YOUR TASK: Of all the entries below, only the lines from the one with "PR #2396, opened 2019-12-04" up to and including the one with "2. In the .env file set php 7.4 & mysql 5.7" are to be duplicated exactly.

ENTRIES SHOWN:

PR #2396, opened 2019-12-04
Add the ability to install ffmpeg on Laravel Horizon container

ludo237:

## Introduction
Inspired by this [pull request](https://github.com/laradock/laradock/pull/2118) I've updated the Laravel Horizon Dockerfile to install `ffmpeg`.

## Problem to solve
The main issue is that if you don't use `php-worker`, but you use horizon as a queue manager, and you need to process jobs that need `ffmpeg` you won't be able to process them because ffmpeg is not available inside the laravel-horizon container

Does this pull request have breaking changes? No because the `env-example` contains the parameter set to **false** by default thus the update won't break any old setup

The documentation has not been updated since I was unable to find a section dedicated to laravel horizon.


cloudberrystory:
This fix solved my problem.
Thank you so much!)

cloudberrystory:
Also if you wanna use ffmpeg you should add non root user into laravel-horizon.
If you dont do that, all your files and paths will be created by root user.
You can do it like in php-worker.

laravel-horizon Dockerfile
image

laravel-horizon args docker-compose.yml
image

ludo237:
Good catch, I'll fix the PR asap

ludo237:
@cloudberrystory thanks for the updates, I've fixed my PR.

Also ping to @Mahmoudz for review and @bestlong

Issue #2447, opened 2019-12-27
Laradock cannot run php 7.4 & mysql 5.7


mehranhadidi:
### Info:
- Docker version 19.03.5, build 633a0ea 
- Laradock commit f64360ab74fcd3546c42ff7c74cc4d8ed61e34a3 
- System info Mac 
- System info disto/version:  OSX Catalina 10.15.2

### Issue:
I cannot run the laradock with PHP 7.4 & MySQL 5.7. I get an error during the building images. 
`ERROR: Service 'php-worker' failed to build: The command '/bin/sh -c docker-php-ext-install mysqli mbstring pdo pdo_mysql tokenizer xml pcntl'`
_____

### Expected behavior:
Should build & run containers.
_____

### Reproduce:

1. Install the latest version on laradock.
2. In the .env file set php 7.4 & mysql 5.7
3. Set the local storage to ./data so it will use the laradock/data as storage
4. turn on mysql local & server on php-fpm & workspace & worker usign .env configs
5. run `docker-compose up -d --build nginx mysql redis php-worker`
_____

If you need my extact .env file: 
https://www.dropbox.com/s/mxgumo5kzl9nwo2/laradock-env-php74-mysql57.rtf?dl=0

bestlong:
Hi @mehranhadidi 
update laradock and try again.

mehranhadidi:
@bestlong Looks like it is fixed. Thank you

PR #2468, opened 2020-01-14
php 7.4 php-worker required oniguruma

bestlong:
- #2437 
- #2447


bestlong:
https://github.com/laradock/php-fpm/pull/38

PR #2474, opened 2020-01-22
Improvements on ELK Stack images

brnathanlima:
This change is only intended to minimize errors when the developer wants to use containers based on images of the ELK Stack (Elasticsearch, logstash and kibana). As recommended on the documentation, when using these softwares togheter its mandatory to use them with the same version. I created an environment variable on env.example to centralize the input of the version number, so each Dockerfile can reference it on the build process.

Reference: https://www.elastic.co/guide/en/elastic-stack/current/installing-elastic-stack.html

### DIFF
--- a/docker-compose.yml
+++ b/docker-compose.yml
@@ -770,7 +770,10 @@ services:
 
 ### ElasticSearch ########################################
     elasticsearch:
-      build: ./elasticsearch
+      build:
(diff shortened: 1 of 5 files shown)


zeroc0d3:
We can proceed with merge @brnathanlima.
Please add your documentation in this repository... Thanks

--

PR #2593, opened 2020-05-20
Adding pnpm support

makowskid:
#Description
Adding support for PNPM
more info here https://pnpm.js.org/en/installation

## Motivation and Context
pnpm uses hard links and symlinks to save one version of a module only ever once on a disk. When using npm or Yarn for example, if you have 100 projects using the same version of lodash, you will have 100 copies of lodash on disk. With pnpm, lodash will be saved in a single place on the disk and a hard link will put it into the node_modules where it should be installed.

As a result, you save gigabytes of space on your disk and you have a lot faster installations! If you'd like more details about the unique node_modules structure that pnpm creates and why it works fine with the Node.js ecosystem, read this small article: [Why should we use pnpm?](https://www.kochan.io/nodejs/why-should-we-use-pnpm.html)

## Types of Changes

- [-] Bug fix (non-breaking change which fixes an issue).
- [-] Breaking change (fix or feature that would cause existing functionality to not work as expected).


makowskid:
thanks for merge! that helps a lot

* * *

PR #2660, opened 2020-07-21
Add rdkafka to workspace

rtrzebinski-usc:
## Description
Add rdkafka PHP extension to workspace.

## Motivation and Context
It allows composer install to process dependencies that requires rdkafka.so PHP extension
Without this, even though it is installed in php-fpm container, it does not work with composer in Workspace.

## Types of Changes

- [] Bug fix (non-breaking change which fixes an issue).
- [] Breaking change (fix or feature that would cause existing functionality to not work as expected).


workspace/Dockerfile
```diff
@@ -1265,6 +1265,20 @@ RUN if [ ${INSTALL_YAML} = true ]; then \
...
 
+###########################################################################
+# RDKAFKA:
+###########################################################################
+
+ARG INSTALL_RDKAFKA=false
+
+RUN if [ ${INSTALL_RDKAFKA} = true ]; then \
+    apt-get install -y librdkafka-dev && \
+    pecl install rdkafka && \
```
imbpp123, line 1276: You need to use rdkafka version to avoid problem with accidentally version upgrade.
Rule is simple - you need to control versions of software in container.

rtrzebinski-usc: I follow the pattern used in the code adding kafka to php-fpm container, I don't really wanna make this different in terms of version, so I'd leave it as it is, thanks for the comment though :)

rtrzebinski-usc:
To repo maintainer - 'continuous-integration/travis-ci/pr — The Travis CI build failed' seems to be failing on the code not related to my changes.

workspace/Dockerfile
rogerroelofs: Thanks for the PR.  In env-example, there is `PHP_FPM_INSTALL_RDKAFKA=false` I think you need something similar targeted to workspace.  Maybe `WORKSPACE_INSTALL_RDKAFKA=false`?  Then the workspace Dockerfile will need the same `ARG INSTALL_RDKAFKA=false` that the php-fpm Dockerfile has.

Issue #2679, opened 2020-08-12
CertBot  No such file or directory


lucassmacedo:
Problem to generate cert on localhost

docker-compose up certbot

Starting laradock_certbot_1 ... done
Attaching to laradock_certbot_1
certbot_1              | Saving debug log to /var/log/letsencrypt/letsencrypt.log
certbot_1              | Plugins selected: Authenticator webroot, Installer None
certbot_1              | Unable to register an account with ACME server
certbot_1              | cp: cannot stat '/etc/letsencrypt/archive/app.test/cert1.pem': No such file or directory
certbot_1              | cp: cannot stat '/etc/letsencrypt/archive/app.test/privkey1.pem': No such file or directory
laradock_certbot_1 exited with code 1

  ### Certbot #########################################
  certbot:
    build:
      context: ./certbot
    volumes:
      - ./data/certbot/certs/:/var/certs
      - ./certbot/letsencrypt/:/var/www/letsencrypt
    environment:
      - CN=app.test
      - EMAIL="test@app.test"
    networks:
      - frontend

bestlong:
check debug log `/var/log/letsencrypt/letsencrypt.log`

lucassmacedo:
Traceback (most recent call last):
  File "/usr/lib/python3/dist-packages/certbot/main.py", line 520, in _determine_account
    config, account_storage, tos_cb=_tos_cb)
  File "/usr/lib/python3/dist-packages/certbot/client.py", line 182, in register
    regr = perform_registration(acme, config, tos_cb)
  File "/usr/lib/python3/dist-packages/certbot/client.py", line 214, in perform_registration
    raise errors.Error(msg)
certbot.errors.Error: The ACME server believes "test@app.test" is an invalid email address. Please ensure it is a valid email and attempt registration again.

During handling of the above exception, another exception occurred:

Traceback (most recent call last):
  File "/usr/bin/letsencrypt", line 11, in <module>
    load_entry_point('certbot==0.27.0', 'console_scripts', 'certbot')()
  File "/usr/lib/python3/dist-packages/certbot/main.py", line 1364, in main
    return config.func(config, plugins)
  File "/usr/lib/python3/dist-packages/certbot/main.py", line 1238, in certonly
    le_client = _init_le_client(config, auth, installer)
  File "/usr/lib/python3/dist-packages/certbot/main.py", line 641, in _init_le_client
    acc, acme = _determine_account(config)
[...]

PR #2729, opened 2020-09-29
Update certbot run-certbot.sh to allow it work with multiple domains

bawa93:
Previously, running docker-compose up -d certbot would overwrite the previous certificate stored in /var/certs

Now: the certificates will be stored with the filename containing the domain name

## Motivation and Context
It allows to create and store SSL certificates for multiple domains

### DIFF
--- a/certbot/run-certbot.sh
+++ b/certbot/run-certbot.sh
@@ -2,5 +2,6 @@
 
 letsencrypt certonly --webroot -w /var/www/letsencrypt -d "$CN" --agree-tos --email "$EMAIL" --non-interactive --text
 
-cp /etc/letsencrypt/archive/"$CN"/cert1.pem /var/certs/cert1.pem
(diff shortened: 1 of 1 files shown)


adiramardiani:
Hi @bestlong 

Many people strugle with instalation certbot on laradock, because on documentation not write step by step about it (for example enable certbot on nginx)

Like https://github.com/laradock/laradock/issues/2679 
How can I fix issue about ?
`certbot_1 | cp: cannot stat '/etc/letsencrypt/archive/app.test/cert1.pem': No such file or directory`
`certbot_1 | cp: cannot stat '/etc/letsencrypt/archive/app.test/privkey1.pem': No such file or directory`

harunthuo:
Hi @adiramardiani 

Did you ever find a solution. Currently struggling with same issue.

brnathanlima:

TASK RESPONSE:
PR #2396, opened 2019-12-04
Add the ability to install ffmpeg on Laravel Horizon container

ludo237:

## Introduction
Inspired by this [pull request](https://github.com/laradock/laradock/pull/2118) I've updated the Laravel Horizon Dockerfile to install `ffmpeg`.

## Problem to solve
The main issue is that if you don't use `php-worker`, but you use horizon as a queue manager, and you need to process jobs that need `ffmpeg` you won't be able to process them because ffmpeg is not available inside the laravel-horizon container

Does this pull request have breaking changes? No because the `env-example` contains the parameter set to **false** by default thus the update won't break any old setup

The documentation has not been updated since I was unable to find a section dedicated to laravel horizon.


cloudberrystory:
This fix solved my problem.
Thank you so much!)

cloudberrystory:
Also if you wanna use ffmpeg you should add non root user into laravel-horizon.
If you dont do that, all your files and paths will be created by root user.
You can do it like in php-worker.

laravel-horizon Dockerfile
image

laravel-horizon args docker-compose.yml
image

ludo237:
Good catch, I'll fix the PR asap

ludo237:
@cloudberrystory thanks for the updates, I've fixed my PR.

Also ping to @Mahmoudz for review and @bestlong

Issue #2447, opened 2019-12-27
Laradock cannot run php 7.4 & mysql 5.7


mehranhadidi:
### Info:
- Docker version 19.03.5, build 633a0ea 
- Laradock commit f64360ab74fcd3546c42ff7c74cc4d8ed61e34a3 
- System info Mac 
- System info disto/version:  OSX Catalina 10.15.2

### Issue:
I cannot run the laradock with PHP 7.4 & MySQL 5.7. I get an error during the building images. 
`ERROR: Service 'php-worker' failed to build: The command '/bin/sh -c docker-php-ext-install mysqli mbstring pdo pdo_mysql tokenizer xml pcntl'`
_____

### Expected behavior:
Should build & run containers.
_____

### Reproduce:

1. Install the latest version on laradock.
2. In the .env file set php 7.4 & mysql 5.7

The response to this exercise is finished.